How to complete this task: Copy all lines below containing "import".

Input:
=======

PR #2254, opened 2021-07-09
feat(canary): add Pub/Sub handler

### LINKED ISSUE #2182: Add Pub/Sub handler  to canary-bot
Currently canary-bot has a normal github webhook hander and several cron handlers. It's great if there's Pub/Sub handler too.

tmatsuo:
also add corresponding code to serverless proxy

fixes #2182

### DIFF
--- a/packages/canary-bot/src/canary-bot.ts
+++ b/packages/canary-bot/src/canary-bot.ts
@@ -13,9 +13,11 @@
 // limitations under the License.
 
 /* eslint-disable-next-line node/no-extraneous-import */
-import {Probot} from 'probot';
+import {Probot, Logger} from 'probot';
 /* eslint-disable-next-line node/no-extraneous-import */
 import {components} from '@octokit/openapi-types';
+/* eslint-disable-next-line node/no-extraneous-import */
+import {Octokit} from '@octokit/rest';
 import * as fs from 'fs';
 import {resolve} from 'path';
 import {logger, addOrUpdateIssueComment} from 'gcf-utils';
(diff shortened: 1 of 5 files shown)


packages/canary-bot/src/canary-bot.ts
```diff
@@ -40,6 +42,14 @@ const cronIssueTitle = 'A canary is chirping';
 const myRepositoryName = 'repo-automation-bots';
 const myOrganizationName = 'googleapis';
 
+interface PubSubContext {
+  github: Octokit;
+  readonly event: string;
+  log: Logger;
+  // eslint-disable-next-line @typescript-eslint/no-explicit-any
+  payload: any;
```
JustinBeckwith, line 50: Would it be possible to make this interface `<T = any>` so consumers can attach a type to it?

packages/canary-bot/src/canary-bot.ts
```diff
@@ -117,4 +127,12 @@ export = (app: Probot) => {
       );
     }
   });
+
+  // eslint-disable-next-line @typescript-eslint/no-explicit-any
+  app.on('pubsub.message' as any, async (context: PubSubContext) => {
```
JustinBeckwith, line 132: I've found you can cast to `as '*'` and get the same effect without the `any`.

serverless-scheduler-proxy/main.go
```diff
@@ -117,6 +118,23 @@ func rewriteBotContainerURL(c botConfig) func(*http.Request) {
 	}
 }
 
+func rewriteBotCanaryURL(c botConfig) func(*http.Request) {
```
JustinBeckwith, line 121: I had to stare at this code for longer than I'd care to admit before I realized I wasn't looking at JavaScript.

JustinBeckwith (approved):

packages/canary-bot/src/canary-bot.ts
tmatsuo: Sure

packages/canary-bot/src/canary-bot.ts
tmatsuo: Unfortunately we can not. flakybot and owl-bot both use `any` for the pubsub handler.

=======

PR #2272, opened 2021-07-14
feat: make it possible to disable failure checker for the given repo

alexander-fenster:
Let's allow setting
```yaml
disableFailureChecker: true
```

=======

Worked solution:
 /* eslint-disable-next-line node/no-extraneous-import */
-import {Probot} from 'probot';
+import {Probot, Logger} from 'probot';
 /* eslint-disable-next-line node/no-extraneous-import */
 import {components} from '@octokit/openapi-types';
+/* eslint-disable-next-line node/no-extraneous-import */
+import {Octokit} from '@octokit/rest';
 import * as fs from 'fs';
 import {resolve} from 'path';
 import {logger, addOrUpdateIssueComment} from 'gcf-utils';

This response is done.